DATASET RECORDS: Begin
PR #1964, opened 2018-07-20
orphan display objects cleanup fixes

nadako:
> from https://github.com/innogames/openfl/pull/57

- cleanup and dispose cache bitmap
- cleanup child display objects recursively
- always cleanup removed children even if we return early and don't actually do the rendering

---

this will properly (and timely) dispose cache bitmaps and their textures in the GPU. this greatly minimizes the impact of small-ish memory leaks, where the object is removed from the stage, but the reference to it is still hanging somewhere. we just had a nasty case with a minor event listener we forgot to remove retained a display object with huge cacheAsBitmap textures that were never cleaned up and took a lot of GPU space

### DIFF
--- a/src/openfl/display/DisplayObjectContainer.hx
+++ b/src/openfl/display/DisplayObjectContainer.hx
@@ -995,6 +995,8 @@ class DisplayObjectContainer extends InteractiveObject {
 	@:noCompletion private override function __renderCairoMask (renderer:CairoRenderer):Void {
 		
 		#if lime_cairo
+		__cleanupRemovedChildren ();
+		
 		if (__graphics != null) {
 			
 			CairoGraphics.renderMask (__graphics, renderer);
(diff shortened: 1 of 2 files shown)


src/openfl/display/DisplayObjectContainer.hx
```diff
@@ -676,6 +676,38 @@ class DisplayObjectContainer extends InteractiveObject {
...
+			
+			if (orphan.stage == null) {
+				
+				orphan.__cleanup ();
+				
+			}
+			
+		}
+		
+		__removedChildren.length = 0;
```
nadako: As also mentioned in https://github.com/innogames/openfl/pull/57#discussion_r203802882:

I have a gut feeling that using simple array for `__removedChildren` and just setting it to an empty one here would perform better than this whole `Vector` machinery, but this is a bit off-topic for this PR.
DATASET RECORDS: End
» **REQUIREMENT**
Using the material above, extract the line that contains "--- a/src/openfl/display/DisplayObjectContainer.hx" and every line after it, exactly as given; stop at the last line.

» **RESULT OF THE EXERCISE**
--- a/src/openfl/display/DisplayObjectContainer.hx
+++ b/src/openfl/display/DisplayObjectContainer.hx
@@ -995,6 +995,8 @@ class DisplayObjectContainer extends InteractiveObject {
 	@:noCompletion private override function __renderCairoMask (renderer:CairoRenderer):Void {
 		
 		#if lime_cairo
+		__cleanupRemovedChildren ();
+		
 		if (__graphics != null) {
 			
 			CairoGraphics.renderMask (__graphics, renderer);
(diff shortened: 1 of 2 files shown)


src/openfl/display/DisplayObjectContainer.hx
```diff
@@ -676,6 +676,38 @@ class DisplayObjectContainer extends InteractiveObject {
...
+			
+			if (orphan.stage == null) {
+				
+				orphan.__cleanup ();
+				
+			}
+			
+		}
+		
+		__removedChildren.length = 0;
```
nadako: As also mentioned in https://github.com/innogames/openfl/pull/57#discussion_r203802882:

I have a gut feeling that using simple array for `__removedChildren` and just setting it to an empty one here would perform better than this whole `Vector` machinery, but this is a bit off-topic for this PR.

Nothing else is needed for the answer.